3. The method of claim 1, wherein the cancer is breast cancer, liver cancer, lung cancer, head & neck cancer, pancreatic cancer, skin cancer, esophageal cancer, oral cancer, stomach cancer, colon cancer, ovarian cancer, uterine cancer, cervical cancer, testicular cancer, lymphoma, or brain cancer.

4. The method of claim 1, wherein the inhibitor is a peptide, a protein, an organopharmaceutical, a nucleic acid, a lipid, a carbohydrate or a cell expressing an inhibitor.

5. The method of claim 1, wherein the inhibitor is an inhibitor of C1qA function.

6. The method of claim 5, wherein the inhibitor of C1qA function is a competitive inhibitor.

7. The method of claim 5, wherein the inhibitor of C1qA function is an inhibitor of C1qA expression.

8. The method of claim 1, further comprising administering to the patient an additional cancer therapy.

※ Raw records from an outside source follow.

PR #820, opened 2022-11-20
Serialization refactor

dlubarov:
Followup to #806.

A few goals here
- Zero dependencies on std.
- Provide a single (memory buffering) impl of `Write` to make sure there's no confusion.
- Move closer to the `std::io` APIs. Hopefully they will be available without std at some point (there have been some discussions...).

More specifically, this
- Changes `Buffer` to not use std's `Cursor`.
- Removes `impl Write` for `Buffer`, since it's implemented for `Vec<u8>`.
- Adds a concrete I/O error type to mimic `std::io`'s.
- Combines `Position` and `Size` into `Remaining`.


dlubarov:
cc @bhgomes @Sladuca

wborgeaud (approved):
Looks good to me!

PR #822, opened 2022-11-21
Domain separator option

dlubarov:
As per our chat with Mirco.

### DIFF
--- a/plonky2/src/plonk/circuit_builder.rs
+++ b/plonky2/src/plonk/circuit_builder.rs
@@ -40,7 +40,7 @@ use crate::plonk::circuit_data::{
     CircuitConfig, CircuitData, CommonCircuitData, ProverCircuitData, ProverOnlyCircuitData,
     VerifierCircuitData, VerifierCircuitTarget, VerifierOnlyCircuitData,
 };
-use crate::plonk::config::{GenericConfig, Hasher};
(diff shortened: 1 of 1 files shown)


plonky2/src/plonk/circuit_builder.rs
```diff
@@ -53,6 +53,11 @@ use crate::util::{log2_ceil, log2_strict, transpose, transpose_poly_values};
 pub struct CircuitBuilder<F: RichField + Extendable<D>, const D: usize> {
     pub config: CircuitConfig,
 
+    /// A domain separator, which is included in the initial Fiat-Shamir seed. This is generally not
+    /// needed, but can be used to ensure that proofs for one application are not valid for another.
+    /// Defaults to zero.
+    domain_separator: Option<F>,
```
wborgeaud, line 59: nit: Could also use `Option<Vec<F>>` here (or just `Vec<F>` defaulting to empty vec). Some other FS implementations (e.g. Merlin) use a byte string for the domain separator, usually containing a description of the circuit, so by using a vector we could also support that.

wborgeaud (approved):
Looks good to me!

plonky2/src/plonk/circuit_builder.rs
dlubarov: Good point, I changed it to `Option<Vec<F>>`, and called `hash_pad` since it's now variable-length.

PR #823, opened 2022-11-21
Make `load_code` a bit more general

dlubarov:
So that it can be used to load code we're going to execute into the code segment of a certain context.


wborgeaud (approved):
Looks good to me!

PR #824, opened 2022-11-23
Cyclic recursion tweaks

dlubarov:
Inverting `base_case` so that the API becomes very similar to `conditionally_verify_proof_or_dummy`, and expanding docs a bit.

### DIFF
--- a/plonky2/src/recursion/cyclic_recursion.rs
+++ b/plonky2/src/recursion/cyclic_recursion.rs
@@ -35,7 +35,7 @@ pub struct CyclicRecursionTarget<const D: usize> {
     pub verifier_data: VerifierCircuitTarget,
     pub dummy_proof: ProofWithPublicInputsTarget<D>,
     pub dummy_verifier_data: VerifierCircuitTarget,
-    pub base_case: BoolTarget,
+    pub condition: BoolTarget,
 }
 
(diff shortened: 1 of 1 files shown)


dlubarov:
I think it could also make sense to split into two variants, mimicking `conditionally_verify_proof` vs `conditionally_verify_proof_or_dummy`, though it's not something we need right now

wborgeaud (approved):
Looks good to me!


> I think it could also make sense to split into two variants, mimicking conditionally_verify_proof vs conditionally_verify_proof_or_dummy, though it's not something we need right now

Could you expand on what the difference would be between the two variants?

dlubarov:
I was thinking we could rename `cyclic_recursion` to something like `conditionally_verify_cyclic_proof_or_dummy`, since it checks either a real proof or a dummy proof, similar to `conditionally_verify_proof_or_dummy`.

9. The method of claim 8, wherein the additional cancer therapy is radiotherapy, chemotherapy, hormonal therapy, immunotherapy, surgery or toxin therapy.

10. The method of claim 9, wherein the additional cancer therapy is immunotherapy.

11. The method of claim 10, wherein the immunotherapy is an anti-cancer vaccine.

12. The method of claim 1, wherein the inhibitor is administered local to a tumor or regional to a tumor.

13. The method of claim 12, wherein the inhibitor is administered to tumor vasculature.

14. The method of claim 1, wherein the inhibitor is administered systemically.

15. The method of claim 1, further comprising assessing the genetic structure of the C1qA allele of the patient.

16. The method of claim 1, wherein the inhibitor is administered more than once.

17. The method of claim 16, wherein the inhibitor is administered until the patient goes into remission.

18. The method of claim 1, wherein the patient is in remission.

19. The method of claim 1, wherein the patient suffers from recurrent primary cancer.

20. The method of claim 1, wherein the patient has been diagnosed with metastatic cancer.

21. The method of claim 1, wherein the patient does not exhibit detectable metastatic cancer.

22. The method of claim 1, further comprising administering to the subject a second inhibitor of the complement cascade.

23. The method of claim 22, wherein the second inhibitor is co-administered with the first inhibitor.

24. The method of claim 22, wherein the second inhibitor is administered before or after the first inhibitor.